The Azkena Rock Festival (a.k.a. ARF) is one of the most relevant Spanish rock festivals. It is celebrated in Vitoria-Gasteiz (Álava) organized by Last Tour International. ARF is notorious due to its diverse cartel of groups and for the submerse 'chill' environment of the festival. It is aimed to underground public, escaping commercial mainstream agenda.
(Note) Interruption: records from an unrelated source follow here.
Issue #4565, opened 2024-07-16
Add frontend pagination to map results


bakeiro:
**Current situation:**
User needs to scroll down until the end of the list of users to load the new users page (which is absolutely not user friendly)

**Desired situation**
be like airBnb :D, let's use pagination [image attached]
![image](https://github.com/user-attachments/assets/310714df-f1a0-4e7b-a1fe-990135646608)

bakeiro:
how we implement this on mobile?

bakeiro:
On mobile
![image](https://github.com/user-attachments/assets/d2a5d579-637d-4a26-a0d8-e3a1a18ae477)

nabramow:
@aapeliv Do we have pagination on the backend that this ticket would need for map?

If not this should go to the backlog and we should make a backend ticket.

bakeiro:
do first this ticket https://github.com/Couchers-org/couchers/issues/5323

PR #4762, opened 2024-09-09
Fix linting errors

nabramow:
Looks like a branch got merged with some linting errors. Just quickly fixing these because I want to be able to check the "no linting errors" box in my PR ;).

**Web frontend checklist**
- [ x ] All tests pass


aapeliv:
Is @bakeiro working on these?

bakeiro:
oh, I see... are were these errors  or warnings? (out of curiosity)

bakeiro:
ah I though I executed that in my PR... seems that I mess up with `git stash` and the merge conflicts...

app/web/features/search/SearchBox.tsx
```diff
@@ -55,42 +56,47 @@ export default function SearchBox({
   const { t } = useTranslation([GLOBAL, SEARCH]);
   const classes = useStyles();
 
-  const { control, setValue, errors, register, handleSubmit } = useForm({
+  const { control, errors } = useForm({
     mode: "onChange",
   });
 
-  function handleOnChangeAutocomplete(event: "" | GeocodeResult) {
+  const handleOnChangeAutocomplete = (event: GeocodeResult) => {
```
bakeiro, line 63: why const rather normal function? (just to understand)

app/web/features/search/SearchBox.tsx
```diff
@@ -55,42 +56,47 @@ export default function SearchBox({
...
 
-  function handleOnChangeKeyword(event: React.ChangeEvent<HTMLInputElement>) {
+  const handleOnChangeKeyword = (
+    event: React.ChangeEvent<HTMLInputElement>
+  ) => {
     setQueryName(event.target.value);
     setLocationResult({
       ...locationResult,
-      location: undefined,
+      location: new LngLat(0, 0),
```
bakeiro, line 75: is the behavior here the same?

app/web/features/search/SearchBox.tsx
```diff
@@ -55,42 +56,47 @@ export default function SearchBox({
...
+    event: React.ChangeEvent<HTMLInputElement>,
+    value: "location" | "keyword"
+  ) => {
+    setSearchType(value);
     setLocationResult({
       ...locationResult,
       name: "",
       simplifiedName: "",
-      location: undefined,
+      location: new LngLat(0, 0),
```
bakeiro, line 88: why not undefined?

app/web/features/search/SearchPage.tsx
```diff
@@ -104,12 +107,8 @@ export default function SearchPage({
         completeProfileFilter,
       ],
       ({ pageParam }) => {
-        const lastActiveComparation = parseInt(
-          lastActiveFilter as unknown as string
-        );
-        const hostingStatusFilterComparation = parseInt(
-          hostingStatusFilter as unknown as string
-        );
+        const lastActiveComparation = lastActiveFilter;
```
bakeiro: same here, I remember I did this because when I was debugging the backend didn't receive the same values... is this checked?

app/web/features/search/SearchResultsList.test.tsx
```diff
@@ -16,25 +19,28 @@ const getLanguagesMock = service.resources.getLanguages as MockedService<
   typeof service.resources.getLanguages
 >;
 
-function testResults() {
-  return {
+function mockTestResults() {
+  const mockResults: InfiniteData<UserSearchRes.AsObject> | undefined = {
```
bakeiro, line 23: 👍

app/web/features/search/SearchPage.tsx
bakeiro: ok I checked and backend receive the same values... all in order!

bakeiro: exactly, this creates a bug, there is a reason why I did this way, with your change if you use the lastActive filter (for example want to search lastActive "last day" and then want to unset this filter creates a bug)

image

bakeiro: that's why I created another issue (https://github.com/Couchers-org/couchers/issues/4565) and wanted to fix it there plus implement pagination

bakeiro: so please restore :)

app/web/features/search/FilterDialog.stories.tsx
```diff
@@ -12,7 +11,7 @@ export default {
 
 const Template: Story<any> = () => {
   const [isOpen, setIsOpen] = useState(false);
-  const searchFilters = useRouteWithSearchFilters("");
+
```
bakeiro, line 14: 👍

app/web/features/search/FilterDialog.tsx
```diff
@@ -86,8 +86,8 @@ interface FilterDialogProps {
   isOpen: boolean;
   onClose(): void;
   queryName: undefined | string;
-  setQueryName: Dispatch<SetStateAction<undefined | string>>;
-  setLocationResult: any;
+  setQueryName: Dispatch<SetStateAction<string>>;
+  setLocationResult: Dispatch<SetStateAction<GeocodeResult>>;
```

In 2006, the festival sold over 44,000 tickets, the most in its history, due to the presence of Pearl Jam. Some other bands included Iggy & The Stooges, Wilco, Alice Cooper, Social Distortion, Tool, Queens of the Stone Age, Ray Davies, Bad Religion, Sex Pistols, Deep Purple, The Black Crowes, Hanoi Rocks, Fun Lovin Criminals, Kiss, Slash, Imelda May or Bad Brains. In 2011 the festival celebrated the 10th anniversary with the "rocker" topic: Las Vegas.

== Editions ==

=== 2002 edition ===
The inaugural festival was celebrated in the Azkena Gasteiz and was organized by Muskerra (an organization of the Basque Country). The duration was of three days:12–14 September 2002.

First edition of the ARF
| September 12 | September 13 | September 14 |
| Backyard Babies | Supersuckers | Mudhoney |
| The Revolvers | The Bellrays | Five Horse Johnson |
| Sex Museum | Racing Slabs | Diamond Dogs |
| | Federation X | Bonzos |

=== 2003 edition ===
The second edition of the festival was the big jump it needed to become as good as it was planned to be. Three new things made the festival a great rock place where people could enjoy very different things always with this rock music. The first one was that took plaze in Mendizorroza, Vitoria-Gasteiz.
The best point of that year was that there were two different stages and all the concerts took place one after other with little gap between performances. The Stooges were chosen as the headline act that year. In total 12,000 fans attended to the little city of Vitoria so they could enjoy the Azkena Rock Festival. This made money and they used that for the next editions.

Second edition of the ARF
| September 12 | September 13 | | |
| Stage 1 | Stage 2 | Stage 1 | Stage 2 |
| | Fireballs Of Freedom | | The Dictators |
| Iggy & The Stooges | | Ray Davies | |
| | Cracker | | The Hellacopters |
| The Cramps | | Steve Earle & The Dukes | |
| | The Jayhawks | | Teenage Fanclub |
| Ben Vaughn | | Hermano | |
| | Jason Ringenberg & The Nashville Allstars | | The Jeevas |
| La Secta | | Cherry Valence | |
| | Zein? | | Jet Lag |
| Paniks | | Petti & Etxeko Utza | |

=== 2004 edition ===
This was the most accidented edition in the history of the festival. Some names were known in May 2004 that were: Urge Overkill, Redd Kross, The Screamin' Cheetah Wheelies, Turbonegro, The Soundtrack Of Our Lives, Stacey Earle & Mark Stuart, Josh Rouse Band, Hoodoo Gurus.
In the most important or the heads was the group from NY, DKT/MC which were the heads of the first edition in Spain. In late June it was confirmed the rest groups which were: Velvet Revolver, Bide Ertzean, Five Horse Johnson, Jonny Kaplan & The Lazy Stars, Mark Lanegan Band, Matthew Sweet, The Mooney Suzuki which finally did not attend.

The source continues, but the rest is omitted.